Чернобыльский синдром
Ни один террористический акт, ни одна техногенная авария не стоили России столь дорого, как чернобыльская катастрофа, произошедшая вроде бы не в России. Не говоря о героях-пожарных, брошенных 26 апреля 1986 г. на четвертый блок ЧАЭС, и покончившем с собой по возвращении из Чернобыля академике Легасове, в общей сложности полтора миллиона граждан времен горбачевского режима (Украины, Белоруссии и России) в той или иной степени пострадали от Чернобыля — стали инвалидами, потеряли здоровье, а вместе с ним и прежнюю трудоспособность, были выселены из обжитых мест или лишились привычной работы. Оказались отчужденными значительные территории, ранее благоприятные для проживания людей. На ликвидацию последствий катастрофы были потрачены огромные материальные средства, не подсчитанные сколь-либо точно до сих пор. Был нанесен сокрушительный удар по доверию и к «мирному атому», и к «мирным атомщикам». Мир захлестнула радиофобия, что привело во многих странах, не только в России, к отказу от целого ряда ядерно-энергетических программ и увеличению потребления углеводородных топлив, главным образом нефти и природного газа. В каких только городах и воинских частях Советского Союза не формировались отряды ликвидаторов, сменявшие друг друга на засыпке разрушенного реактора и строительстве чернобыльского саркофага! Теперь его собираются перестраивать. Не утихают споры об истинных причинах чернобыльской трагедии (хотя все большее число спорщиков соглашается в том, что не было бы Горбачева с его безумной перестройкой, не было бы и трагедии). Еще лежат на площадях российских городов памятные камни с именами жертв и не выполненными властями обещаниями заменить эти камни на достойные памятники жертвам Чернобыля («СР», 27 января 2005 г.). Живые ликвидаторы еще устраивают коллективные голодовки, пытаясь хотя бы таким способом обратить на себя внимание и выжать из государства обещанную помощь. Обычные люди еще шарахаются от самого слова «атом». Но некоторые из тех, кто к Атому ближе других и считают себя специалистами по Атому, уже зовут к забвению. Останься у них хоть капля уважения к человеку и человеческой жизни, каждую конференцию Ядерного общества они бы начинали если не с молебна, то хотя бы с минуты молчания по героям и мученикам Чернобыля, как это делают в Японии в память о жертвах Хиросимы и Нагасаки. Атом слишком серьезная вещь, чтобы доверять его только специалистам, не говоря уже о приближенных к ним.

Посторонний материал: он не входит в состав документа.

PR #3103, opened 2026-07-22
criu: broker netns sockets through target userns

arcceus:
Follow-up to #3100.

This adds a userns broker helper and uses it when CRIU cannot directly enter and return from the target network namespace.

Настало время?.. Для атомных чиновников в Москве и их советников из так называемой атомной научной «элиты», бывшей частью советской номенклатуры, это время настало в тот самый момент, когда они узнали о чернобыльской трагедии. И когда чернобыльские пожарные, спасая тысячи других жизней, сами превращались в радиоактивную грязь, «элита» уже готовила Горбачеву докладные записки, призванные снять с нее ответственность за случившееся и переложить ее на «стрелочников». О том, что и самого Горбачева следует призвать к ответу, из «элиты» не заикнулся, разумеется, никто. Ну, а после сооружения саркофага «элита» и вовсе посчитала «инцидент» исчерпанным.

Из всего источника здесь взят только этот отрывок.